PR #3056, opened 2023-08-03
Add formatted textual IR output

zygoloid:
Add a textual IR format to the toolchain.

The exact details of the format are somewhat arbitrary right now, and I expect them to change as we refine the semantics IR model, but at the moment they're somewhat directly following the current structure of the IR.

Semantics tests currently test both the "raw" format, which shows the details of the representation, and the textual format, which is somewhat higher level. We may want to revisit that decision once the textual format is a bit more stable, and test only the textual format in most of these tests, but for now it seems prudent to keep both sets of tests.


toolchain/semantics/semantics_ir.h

---

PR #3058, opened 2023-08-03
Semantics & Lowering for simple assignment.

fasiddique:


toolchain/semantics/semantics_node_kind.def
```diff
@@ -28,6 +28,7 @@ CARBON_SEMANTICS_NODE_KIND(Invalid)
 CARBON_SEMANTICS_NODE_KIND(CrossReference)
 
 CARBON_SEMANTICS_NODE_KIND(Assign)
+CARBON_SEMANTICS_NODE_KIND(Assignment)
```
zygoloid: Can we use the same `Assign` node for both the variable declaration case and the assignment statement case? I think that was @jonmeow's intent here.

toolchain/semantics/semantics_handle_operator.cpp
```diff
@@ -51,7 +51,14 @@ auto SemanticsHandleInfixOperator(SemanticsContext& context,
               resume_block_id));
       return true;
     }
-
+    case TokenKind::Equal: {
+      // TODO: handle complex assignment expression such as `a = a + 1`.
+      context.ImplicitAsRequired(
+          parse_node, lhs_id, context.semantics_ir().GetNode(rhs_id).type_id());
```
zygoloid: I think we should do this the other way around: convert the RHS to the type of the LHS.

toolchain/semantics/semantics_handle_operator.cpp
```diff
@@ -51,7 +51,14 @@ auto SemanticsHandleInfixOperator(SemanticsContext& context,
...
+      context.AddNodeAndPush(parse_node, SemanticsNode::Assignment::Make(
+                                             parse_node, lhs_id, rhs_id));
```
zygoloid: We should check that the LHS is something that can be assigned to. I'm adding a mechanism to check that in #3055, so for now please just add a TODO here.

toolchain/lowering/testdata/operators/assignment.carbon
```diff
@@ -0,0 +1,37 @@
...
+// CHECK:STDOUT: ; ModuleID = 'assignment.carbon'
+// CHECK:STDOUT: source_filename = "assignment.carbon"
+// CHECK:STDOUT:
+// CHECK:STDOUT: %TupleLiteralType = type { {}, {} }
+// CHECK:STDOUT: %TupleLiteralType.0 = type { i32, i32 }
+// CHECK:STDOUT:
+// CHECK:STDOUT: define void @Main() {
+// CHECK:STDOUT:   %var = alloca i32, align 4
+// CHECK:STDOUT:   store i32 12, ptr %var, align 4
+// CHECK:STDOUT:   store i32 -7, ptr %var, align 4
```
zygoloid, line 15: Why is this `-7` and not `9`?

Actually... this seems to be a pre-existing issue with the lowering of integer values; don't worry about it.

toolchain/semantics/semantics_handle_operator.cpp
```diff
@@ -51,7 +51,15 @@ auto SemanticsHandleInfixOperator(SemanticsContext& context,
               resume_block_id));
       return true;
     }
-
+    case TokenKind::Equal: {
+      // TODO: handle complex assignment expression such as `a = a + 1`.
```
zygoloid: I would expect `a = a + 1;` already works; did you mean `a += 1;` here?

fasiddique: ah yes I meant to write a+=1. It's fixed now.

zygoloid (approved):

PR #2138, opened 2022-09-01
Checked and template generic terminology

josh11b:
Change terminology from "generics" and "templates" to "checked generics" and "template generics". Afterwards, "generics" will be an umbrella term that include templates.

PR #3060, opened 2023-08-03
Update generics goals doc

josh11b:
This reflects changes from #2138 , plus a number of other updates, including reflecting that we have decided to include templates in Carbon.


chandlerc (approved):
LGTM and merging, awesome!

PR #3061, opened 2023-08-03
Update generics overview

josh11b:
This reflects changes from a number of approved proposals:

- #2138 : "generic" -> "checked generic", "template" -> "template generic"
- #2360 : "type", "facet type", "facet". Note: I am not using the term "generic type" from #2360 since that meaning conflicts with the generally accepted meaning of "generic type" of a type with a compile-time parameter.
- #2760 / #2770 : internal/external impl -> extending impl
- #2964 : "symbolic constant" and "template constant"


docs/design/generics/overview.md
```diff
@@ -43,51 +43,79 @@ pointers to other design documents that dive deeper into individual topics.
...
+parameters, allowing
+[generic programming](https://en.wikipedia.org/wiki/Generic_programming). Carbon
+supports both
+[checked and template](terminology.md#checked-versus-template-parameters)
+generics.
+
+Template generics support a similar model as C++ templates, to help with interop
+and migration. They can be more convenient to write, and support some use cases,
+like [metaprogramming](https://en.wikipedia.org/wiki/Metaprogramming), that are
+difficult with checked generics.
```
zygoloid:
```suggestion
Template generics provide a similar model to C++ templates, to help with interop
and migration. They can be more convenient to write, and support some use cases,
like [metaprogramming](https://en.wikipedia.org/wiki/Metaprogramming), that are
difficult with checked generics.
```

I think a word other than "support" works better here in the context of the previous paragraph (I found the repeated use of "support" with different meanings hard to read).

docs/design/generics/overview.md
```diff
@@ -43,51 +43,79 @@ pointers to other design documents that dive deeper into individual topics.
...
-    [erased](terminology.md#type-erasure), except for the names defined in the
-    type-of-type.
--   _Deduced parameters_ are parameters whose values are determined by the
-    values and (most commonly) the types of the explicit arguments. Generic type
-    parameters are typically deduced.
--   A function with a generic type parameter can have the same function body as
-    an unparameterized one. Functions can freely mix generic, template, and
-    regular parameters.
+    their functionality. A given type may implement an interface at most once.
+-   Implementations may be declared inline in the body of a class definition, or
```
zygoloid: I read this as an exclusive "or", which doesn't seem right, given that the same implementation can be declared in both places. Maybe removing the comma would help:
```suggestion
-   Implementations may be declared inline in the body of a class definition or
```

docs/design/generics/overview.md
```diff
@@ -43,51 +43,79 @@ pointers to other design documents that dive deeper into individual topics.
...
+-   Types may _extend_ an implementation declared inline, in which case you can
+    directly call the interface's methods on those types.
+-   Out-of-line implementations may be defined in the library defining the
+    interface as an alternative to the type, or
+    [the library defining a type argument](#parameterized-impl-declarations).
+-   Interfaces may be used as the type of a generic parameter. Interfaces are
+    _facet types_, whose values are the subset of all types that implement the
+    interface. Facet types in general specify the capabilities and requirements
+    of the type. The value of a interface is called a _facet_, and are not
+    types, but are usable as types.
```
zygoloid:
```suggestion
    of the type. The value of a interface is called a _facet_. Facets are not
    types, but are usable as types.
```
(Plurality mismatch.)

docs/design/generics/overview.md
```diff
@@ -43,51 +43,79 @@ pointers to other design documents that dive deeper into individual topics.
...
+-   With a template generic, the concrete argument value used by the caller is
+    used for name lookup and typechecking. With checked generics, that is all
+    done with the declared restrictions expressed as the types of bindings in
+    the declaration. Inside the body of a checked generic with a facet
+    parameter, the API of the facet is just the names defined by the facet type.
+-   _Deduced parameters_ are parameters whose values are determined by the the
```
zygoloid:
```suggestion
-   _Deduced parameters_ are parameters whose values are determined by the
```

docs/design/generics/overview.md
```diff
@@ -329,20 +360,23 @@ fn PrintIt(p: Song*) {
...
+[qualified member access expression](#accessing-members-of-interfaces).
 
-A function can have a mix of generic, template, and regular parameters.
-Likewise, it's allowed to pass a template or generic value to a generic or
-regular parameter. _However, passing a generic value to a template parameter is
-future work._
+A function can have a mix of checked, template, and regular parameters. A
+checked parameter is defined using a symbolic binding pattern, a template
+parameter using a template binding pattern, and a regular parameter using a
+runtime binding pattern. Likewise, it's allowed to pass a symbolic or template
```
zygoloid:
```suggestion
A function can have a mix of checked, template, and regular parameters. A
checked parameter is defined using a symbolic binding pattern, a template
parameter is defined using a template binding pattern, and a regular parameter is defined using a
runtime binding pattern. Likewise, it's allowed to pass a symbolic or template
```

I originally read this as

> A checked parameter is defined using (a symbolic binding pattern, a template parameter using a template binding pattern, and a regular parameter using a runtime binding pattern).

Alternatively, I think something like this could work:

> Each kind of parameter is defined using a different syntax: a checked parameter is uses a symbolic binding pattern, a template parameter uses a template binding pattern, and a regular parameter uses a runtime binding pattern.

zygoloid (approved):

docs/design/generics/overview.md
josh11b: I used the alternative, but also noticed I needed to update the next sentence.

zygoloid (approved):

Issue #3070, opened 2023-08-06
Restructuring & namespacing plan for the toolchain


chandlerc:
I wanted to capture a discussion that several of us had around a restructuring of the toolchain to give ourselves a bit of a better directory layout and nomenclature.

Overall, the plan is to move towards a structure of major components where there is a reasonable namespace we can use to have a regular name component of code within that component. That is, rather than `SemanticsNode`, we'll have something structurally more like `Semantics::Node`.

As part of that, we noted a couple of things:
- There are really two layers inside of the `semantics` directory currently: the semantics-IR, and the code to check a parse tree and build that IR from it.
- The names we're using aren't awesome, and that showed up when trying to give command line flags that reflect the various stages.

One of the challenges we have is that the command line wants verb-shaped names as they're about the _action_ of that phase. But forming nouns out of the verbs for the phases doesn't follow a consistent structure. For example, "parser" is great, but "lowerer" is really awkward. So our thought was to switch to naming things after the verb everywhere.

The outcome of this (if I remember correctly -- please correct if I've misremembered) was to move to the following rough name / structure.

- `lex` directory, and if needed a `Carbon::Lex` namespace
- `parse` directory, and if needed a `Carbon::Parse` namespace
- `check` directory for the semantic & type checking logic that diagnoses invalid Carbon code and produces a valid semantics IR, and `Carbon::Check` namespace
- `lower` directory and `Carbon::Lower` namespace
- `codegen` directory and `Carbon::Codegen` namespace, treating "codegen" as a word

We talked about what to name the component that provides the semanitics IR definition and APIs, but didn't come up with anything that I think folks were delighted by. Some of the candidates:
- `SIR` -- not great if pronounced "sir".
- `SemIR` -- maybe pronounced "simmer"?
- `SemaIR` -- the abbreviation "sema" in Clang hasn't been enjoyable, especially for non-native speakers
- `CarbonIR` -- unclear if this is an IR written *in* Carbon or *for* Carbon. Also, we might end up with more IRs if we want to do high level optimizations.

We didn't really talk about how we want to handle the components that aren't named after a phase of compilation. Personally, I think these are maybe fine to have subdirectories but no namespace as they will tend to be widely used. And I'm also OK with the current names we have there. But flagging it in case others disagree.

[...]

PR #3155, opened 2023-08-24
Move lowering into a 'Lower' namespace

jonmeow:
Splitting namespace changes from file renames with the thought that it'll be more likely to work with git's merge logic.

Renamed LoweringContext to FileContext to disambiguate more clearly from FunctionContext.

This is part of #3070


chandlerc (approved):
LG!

What needs to be done: Look in the material above for the line with "PR #3056, opened 2023-08-03" and the line with "The exact details", and transcribe exactly those lines and all lines between them, nothing more.

Expected output:
PR #3056, opened 2023-08-03
Add formatted textual IR output

zygoloid:
Add a textual IR format to the toolchain.

The exact details of the format are somewhat arbitrary right now, and I expect them to change as we refine the semantics IR model, but at the moment they're somewhat directly following the current structure of the IR.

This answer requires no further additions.